■ **What to produce**:
Please repeat every entry, keeping each one exactly the same.

(Data extracted from a collection)
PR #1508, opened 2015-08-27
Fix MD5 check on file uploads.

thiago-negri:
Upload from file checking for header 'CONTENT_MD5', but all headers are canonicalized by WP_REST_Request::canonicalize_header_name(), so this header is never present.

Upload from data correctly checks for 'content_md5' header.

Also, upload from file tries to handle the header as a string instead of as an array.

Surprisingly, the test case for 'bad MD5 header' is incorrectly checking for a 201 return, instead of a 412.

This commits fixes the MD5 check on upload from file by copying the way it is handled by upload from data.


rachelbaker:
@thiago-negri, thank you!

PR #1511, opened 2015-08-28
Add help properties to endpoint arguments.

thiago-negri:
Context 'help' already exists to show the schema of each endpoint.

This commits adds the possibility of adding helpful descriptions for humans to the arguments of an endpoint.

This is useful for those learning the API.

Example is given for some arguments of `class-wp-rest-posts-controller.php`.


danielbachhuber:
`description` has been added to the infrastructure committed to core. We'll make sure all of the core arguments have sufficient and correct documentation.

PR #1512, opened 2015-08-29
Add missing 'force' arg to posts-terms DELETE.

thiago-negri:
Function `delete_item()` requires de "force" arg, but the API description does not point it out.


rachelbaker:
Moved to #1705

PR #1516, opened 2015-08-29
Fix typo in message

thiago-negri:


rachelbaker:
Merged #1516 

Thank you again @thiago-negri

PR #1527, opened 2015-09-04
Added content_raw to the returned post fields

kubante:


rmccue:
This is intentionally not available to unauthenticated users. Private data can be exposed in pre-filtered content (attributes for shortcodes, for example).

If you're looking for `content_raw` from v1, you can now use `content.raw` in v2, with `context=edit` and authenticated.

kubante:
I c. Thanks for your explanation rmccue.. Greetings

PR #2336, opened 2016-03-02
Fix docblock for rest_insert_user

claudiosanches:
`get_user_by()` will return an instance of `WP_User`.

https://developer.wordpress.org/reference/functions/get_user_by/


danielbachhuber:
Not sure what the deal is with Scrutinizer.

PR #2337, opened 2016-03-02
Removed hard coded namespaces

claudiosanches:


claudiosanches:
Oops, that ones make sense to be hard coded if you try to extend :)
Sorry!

■ **Exercise solution**:
PR #1508, opened 2015-08-27
Fix MD5 check on file uploads.

thiago-negri:
Upload from file checking for header 'CONTENT_MD5', but all headers are canonicalized by WP_REST_Request::canonicalize_header_name(), so this header is never present.

Upload from data correctly checks for 'content_md5' header.

Also, upload from file tries to handle the header as a string instead of as an array.

Surprisingly, the test case for 'bad MD5 header' is incorrectly checking for a 201 return, instead of a 412.

This commits fixes the MD5 check on upload from file by copying the way it is handled by upload from data.


rachelbaker:
@thiago-negri, thank you!

PR #1511, opened 2015-08-28
Add help properties to endpoint arguments.

thiago-negri:
Context 'help' already exists to show the schema of each endpoint.

This commits adds the possibility of adding helpful descriptions for humans to the arguments of an endpoint.

This is useful for those learning the API.

Example is given for some arguments of `class-wp-rest-posts-controller.php`.


danielbachhuber:
`description` has been added to the infrastructure committed to core. We'll make sure all of the core arguments have sufficient and correct documentation.

PR #1512, opened 2015-08-29
Add missing 'force' arg to posts-terms DELETE.

thiago-negri:
Function `delete_item()` requires de "force" arg, but the API description does not point it out.


rachelbaker:
Moved to #1705

PR #1516, opened 2015-08-29
Fix typo in message

thiago-negri:


rachelbaker:
Merged #1516 

Thank you again @thiago-negri

PR #1527, opened 2015-09-04
Added content_raw to the returned post fields

kubante:


rmccue:
This is intentionally not available to unauthenticated users. Private data can be exposed in pre-filtered content (attributes for shortcodes, for example).

If you're looking for `content_raw` from v1, you can now use `content.raw` in v2, with `context=edit` and authenticated.

kubante:
I c. Thanks for your explanation rmccue.. Greetings

PR #2336, opened 2016-03-02
Fix docblock for rest_insert_user

claudiosanches:
`get_user_by()` will return an instance of `WP_User`.

https://developer.wordpress.org/reference/functions/get_user_by/


danielbachhuber:
Not sure what the deal is with Scrutinizer.

PR #2337, opened 2016-03-02
Removed hard coded namespaces

claudiosanches:


claudiosanches:
Oops, that ones make sense to be hard coded if you try to extend :)
Sorry!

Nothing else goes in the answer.